Sur les lèvres
Accepter ma fatigabilité
À une amie sourde, non-parisienne, venue dormir chez moi un dimanche soir, j’ai posé une question qui me taraudait : « Comment fais-tu pour gérer la fatigue liée à notre surdité, et écouter tes besoins ? ». J’admirais le visage épanoui et détendu de mon amie, dont le ventre rond annonçait un heureux événement.
Tranquillement installées sur le canapé, nous « codions » toutes les deux à voix basse en LPC (Langue française Parlée Complétée), ce moyen de communication qui accompagne la lecture labiale avec la main décomposant les syllabes, utilisé par certains sourds dit « oralistes ». En discutant avec elle, je réalisais que j’acceptais difficilement d’avoir une plus grande fatigabilité par rapport aux entendants.
Moi qui pensais avoir totalement accepté ma surdité, je me rends compte que je lutte encore pour toujours être « au taquet » et que je cherche toujours à me dépasser par rapport à mon handicap. Mais me dépasser de quoi ? Être plus forte que ma fatigue ? Au final, sans que j’y prenne garde, l’épuisement et la frustration prennent le dessus à mes dépens.
Cette vulnérabilité, cette fatigue, ces moments où je suis à côté de la plaque : et si j’en faisais mes points forts ? Et si je les acceptais ? Et si je les prenais avec humour et (beaucoup !) de recul ? Car il serait temps pour moi d’écouter mes propres besoins, qui ne sont pas les mêmes qu’une personne dont l’audition est intacte !

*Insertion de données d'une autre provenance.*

PR #216, opened 2016-12-10
[ICONS] created component for an icon in icon-selection

Shijir:
- using a component, we don't need to manually repeat the shape names after each `clr-icon` in icon-selection-demo

- also, it will make it much easier to have interactivity on them later on. (i.e: click and show modal that shows their code usages, etc.) 


Shijir:
@mathisscott I didn't include the component in the the `exports` section of the module. So this component is private and should be only available in its iconography demo module.

mathisscott:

J’ai alors mesuré la valeur infinie de cet échange ce soir-là. Cette amie m’a fait comprendre quelque chose d’essentiel : cette fatigue doit être mon amie, mon curseur me permettant de me dégager du temps libre, de m’écouter et enfin de me rendre plus disponible une fois reposée. Elle m’a délivrée une leçon de vie : cette bienveillance envers elle-même dégage une douceur qui n’a pas de nom.
Aliénor Vinçotte, ombresetlumiere.fr – 19 octobre 2021
Sourde de naissance, Aliénor Vinçotte est diplômée de Sciences Po et journaliste.